» **HOW TO COMPLETE THIS TASK**
Beneath this instruction is a listing; print exactly the lines in it starting at the line that contains "WebView makes HTTP" and going through the line that contains "Hi, volunteer from".

» **DATA TO PROCESS**
PR #847, opened 2025-07-30
Fix mobile tile caching with proper HTTP headers

modos189:
This PR fixes IITC Mobile tile caching mechanism to comply with OpenStreetMap's Tile Usage Policy while preserving the benefits of local caching. Instead of removing the custom cache entirely (as proposed in #846), this solution implements proper HTTP headers and eliminates duplicate requests.

1. Single-request architecture: Implemented LazyTileResponse that intercepts WebView requests and handles downloading with proper headers
2. Proper HTTP headers: All tile requests now include:
   - User-Agent
   - Referer: https://intel.ingress.com/
   - Modern Accept: `image/avif,image/webp,image/apng,image/svg+xml,image/*,*/*;q=0.8`
3. Background validation: TileValidationChecker performs HEAD requests to validate cached tiles without blocking UI

### Architecture Comparison

**Before (Double Requests):**
User opens map
      ↓
WebView requests tile
      ↓
IITC_TileManager checks cache → File not found
      ↓
Return null to WebView + Launch DownloadTile in background
      ↓
WebView makes HTTP request (proper headers) ← REQUEST 1
      +
DownloadTile makes HTTP request (missing headers) ← REQUEST 2
      ↓
Result: 2 requests, OSM blocks request 2 due to missing headers

**After (Single Request):**
User opens map
      ↓
WebView requests tile
      ↓
IITC_TileManager checks cache → File not found
      ↓
Return LazyTileResponse
      ↓
LazyTileResponse makes HTTP request (proper headers) ← SINGLE REQUEST
      ↓
Save to cache + Return stream to WebView
      ↓
Background TileValidationChecker validates cache freshness

---

close #846


mobile/app/src/main/java/org/exarhteam/iitc_mobile/TileHttpHelper.java
```diff
@@ -0,0 +1,111 @@
...
+     */
+    public static void setTileRequestHeaders(URLConnection conn, IITC_Mobile iitc, String url) throws IOException {
+        URL tileUrl = conn.getURL();
+        String host = tileUrl.getHost();
+        
+        // Get User-Agent - use specific one for known hosts, fallback to IITC default for others
+        String userAgent = iitc.getUserAgentForHostname(host);
+        if (userAgent == null) {
+            userAgent = iitc.getDefaultUserAgent();
+        }
```
iandees, line 34: I recommend updating `getUserAgentForHostname()` to add a mapping for `tile.openstreetmap.org` that uses a unique and identifying user agent for requests to OSM's tile services.

iandees (commented):
Hi, volunteer from the OSM team here. Some feedback below as it relates to the tile.openstreetmap.org blocking.

mobile/app/src/main/java/org/exarhteam/iitc_mobile/TileHttpHelper.java
modos189: Ok, thanks!

PR #851, opened 2025-08-09
feat: draw a range around draw-tools markers too

sandrotosi:
This is a bit of a complete rewrite, mostly done by Gemini (hence the tag at the bottom). 

I'm considering renaming this plugin one Niantic Spatial releases the new submissions tool, but im a bit concerned about current users (if any, lol) and how the transition will go; i guess we still have more time to think about it

Co-Authored-By: Google Gemini

### DIFF
--- a/plugins/wayfarer-range.js
+++ b/plugins/wayfarer-range.js
@@ -132,20 +132,29 @@ var setup = function () {
 
   // Hook for draw-tools plugin events
   if (window.plugin.drawTools) {
-    // This function will redraw circles for all markers currently on the map.
-    // It's used for initial load and for events that change multiple markers.
-    const syncAllDrawnMarkers = function () {
-      // 1. Remove all existing circles that belong to markers
-      for (const layerId in window.plugin.wayfarerrange.markerLayers) {
-        window.plugin.wayfarerrange.removeMarker(layerId);
-      }
+    // Sync function that only updates changed markers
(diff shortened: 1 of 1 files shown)


sandrotosi:
@modos189 since you reviewed #785

modos189:
> I'm considering renaming this plugin one Niantic Spacial releases the new submissions tool, but im a bit concerned about current users (if any, lol) and how the transition will go; i guess we still have more time to think about it

We can change the plugin name and description, but keep the same file name - then there won't be any problems when updating

sandrotosi:
thanks for improving the code, it's quite clear i'm not really familiar with js and its code style :)

> > I'm considering renaming this plugin one Niantic Spacial releases the new submissions tool, but im a bit concerned about current users (if any, lol) and how the transition will go; i guess we still have more time to think about it
> 
> We can change the plugin name and description, but keep the same file name - then there won't be any problems when updating

im mostly concerned about the plugin name in the hamburger menu on the top-right: if we change its name, will users that currently have selected "Wayfarer range" get the new plugin selected upon upgrade?

nexushoratio:
Typo in title:  s/arond/around/

nexushoratio:
Oh, also s/Spacial/Spatial/ in body.

sandrotosi:
do you think this is ready to be merged?

PR #860, opened 2025-09-01
Traveling salesman

yavidor:
A plugin to get the best route between the player's location to a bookmark folder of portals


modos189:
Interesting idea. But I think it's better to have it be a third party plugin, add a link to it in the Community plugins collection

PR #861, opened 2025-09-01
Plugin/traveling agent

yavidor:
A plugin to get the best route between the player's location to a bookmark folder of portals


modos189:
Interesting idea. But I think it's better to have it be a third party plugin, add a link to it in the Community plugins collection

yavidor:
@modos189 Ok! thanks

nexushoratio:
In addition to using GMaps API, you might also consider a pure JS fallback.

In the past, I ported such a pure JS implementation (though quite old) at https://code.google.com/archive/p/google-maps-tsp-solver/ to Python to do it offline.  I noticed at least one fork on github as well.

A source of true travel distances (they usually asymmetric) helps, my research back in the day demonstrated that if you have a mix of travel distances and straight-line distances, the ratio (around my area) was generally 1.1:1.

PR #867, opened 2025-09-22
Range display isn't updated on detail load

McBen:
When selecting a portal, the link range is only displayed when details are already loaded.
But it obviously loads afterward.

This updates the circles when the details are loading:

### DIFF
--- a/core/code/portal_detail_display.js
+++ b/core/code/portal_detail_display.js
@@ -190,11 +190,12 @@ window.renderPortalToSideBar = function (portal) {
 
   window.renderPortalUrl(lat, lng, title, guid);
 
-  // compatibility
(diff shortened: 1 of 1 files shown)


McBen:
alternative somewhere a:

`window.addHook('portalDetailLoaded', (details) => window.setPortalIndicators(details.portal));`

and (for the field/link count:
`window.addHook('requestFinished', ()=> window.renderPortalDetails(selectedPortal));`

McBen:
same as #805 just a different approach

#867 will draw indicators on portal sidebar update, after portal detail load is finished
#805 will draw indicators when portal marker are redrawn because of updated data

modos189:
Thanks. In the future we may switch to a hook-based solution

PR #871, opened 2025-10-05
LayerChooser: Restore saved base map reliably when plugins register late

sir1ke:
**Problem**
IITC currently restores the last selected base map (localStorage['iitc-base-map']) during the iitcLoaded hook.
If a base map provider (e.g., a plugin) registers its layer after that hook, the restore fails and IITC falls back to the default (CartoDB Dark Matter). As a result, users see their selected map can reset on load. 
-> Happened to me especially when the window was saved from the last session and gets restored on system start up.

**Root cause**
- The saved base layer name is read only once at startup
- Base map plugins that register after initialization are not re-checked against the saved name
- Thus, the user’s preferred layer is never re-applied, even though it (was) saved in localStorage

**Proposed Solution**
- Keep a stable reference to the last saved base layer name (this.lastBaseLayerName)
- When a new base layer is registered, check whether its name matches the saved one
- If it matches and no user-selected base layer is active yet, automatically activate that layer using showLayer()
- This ensures the correct base map is restored even if its provider loads later

### DIFF
--- a/core/code/layerchooser.js
+++ b/core/code/layerchooser.js
@@ -53,7 +53,8 @@ var LayerChooser = L.Control.Layers.extend({
       }
     }
     this._mapToAdd = options && options.map;
-    this.lastBaseLayerName = localStorage['iitc-base-map'];
+    this.lastBaseLayerName = localStorage['iitc-base-map'] || null;
+    this._earlyRestoreDone = false;
     this._lastPriority = -1000; // initial layers get priority <0
     L.Control.Layers.prototype.initialize.apply(this, arguments);
     this._lastPriority = 0; // any following gets >0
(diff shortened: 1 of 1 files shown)


McBen:
why would a basemap provider register itself after load?
AFAIK the load order problem was fixed long ago and all Basemaps are initialized in "setup" - before "IITCLoaded" is triggered.

Beside of this the code looks okay. I think the "_earlyRestoreDone" is not needed but thats not important.

sir1ke:
I haven't found the reason chrome/tampermonkey loads them in a wierd order.
I have noticed only happens the first time i load chrome after system start - it may be related to the amount of tabs I have saved or they way "inactive" tabs are loaded.

Everytime I open the browser the first time after system start, my selected map tile (OSM) is overwritten. I have pinned the issue to that the map tiles arent available at the moment iitc loads - therefore defaults back to cartodb dark.

This change fixed the issue for me.

modos189 (approved):

PR #872, opened 2025-10-07
enhance unit test

McBen:
- moved mocked functions to extra file `_mocks.js`
- use 'Sinon' to spy/mock functions call

I was not able to import Leaflet, JQuery or jsDom to have a complete the base function setup.
The different environments makes it real hard (node, browser, modul, commonjs,... whatever)

In other projects I (tried jest and then) switched to vitest but I can't say if it would be a solution here too.

### DIFF
--- a/package.json
+++ b/package.json
@@ -24,6 +24,6 @@
     "build:local": "./build.py local",
     "build:mobile": "./build.py mobile",
     "fileserver": "./web_server_local.py local",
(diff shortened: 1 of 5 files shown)


modos189 (approved):

McBen:
fixed style
(my local code formater and prettier were fighting)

» **EXPECTED ANSWER**
WebView makes HTTP request (proper headers) ← REQUEST 1
      +
DownloadTile makes HTTP request (missing headers) ← REQUEST 2
      ↓
Result: 2 requests, OSM blocks request 2 due to missing headers

**After (Single Request):**
User opens map
      ↓
WebView requests tile
      ↓
IITC_TileManager checks cache → File not found
      ↓
Return LazyTileResponse
      ↓
LazyTileResponse makes HTTP request (proper headers) ← SINGLE REQUEST
      ↓
Save to cache + Return stream to WebView
      ↓
Background TileValidationChecker validates cache freshness

---

close #846


mobile/app/src/main/java/org/exarhteam/iitc_mobile/TileHttpHelper.java
```diff
@@ -0,0 +1,111 @@
...
+     */
+    public static void setTileRequestHeaders(URLConnection conn, IITC_Mobile iitc, String url) throws IOException {
+        URL tileUrl = conn.getURL();
+        String host = tileUrl.getHost();
+        
+        // Get User-Agent - use specific one for known hosts, fallback to IITC default for others
+        String userAgent = iitc.getUserAgentForHostname(host);
+        if (userAgent == null) {
+            userAgent = iitc.getDefaultUserAgent();
+        }
```
iandees, line 34: I recommend updating `getUserAgentForHostname()` to add a mapping for `tile.openstreetmap.org` that uses a unique and identifying user agent for requests to OSM's tile services.

iandees (commented):
Hi, volunteer from the OSM team here. Some feedback below as it relates to the tile.openstreetmap.org blocking.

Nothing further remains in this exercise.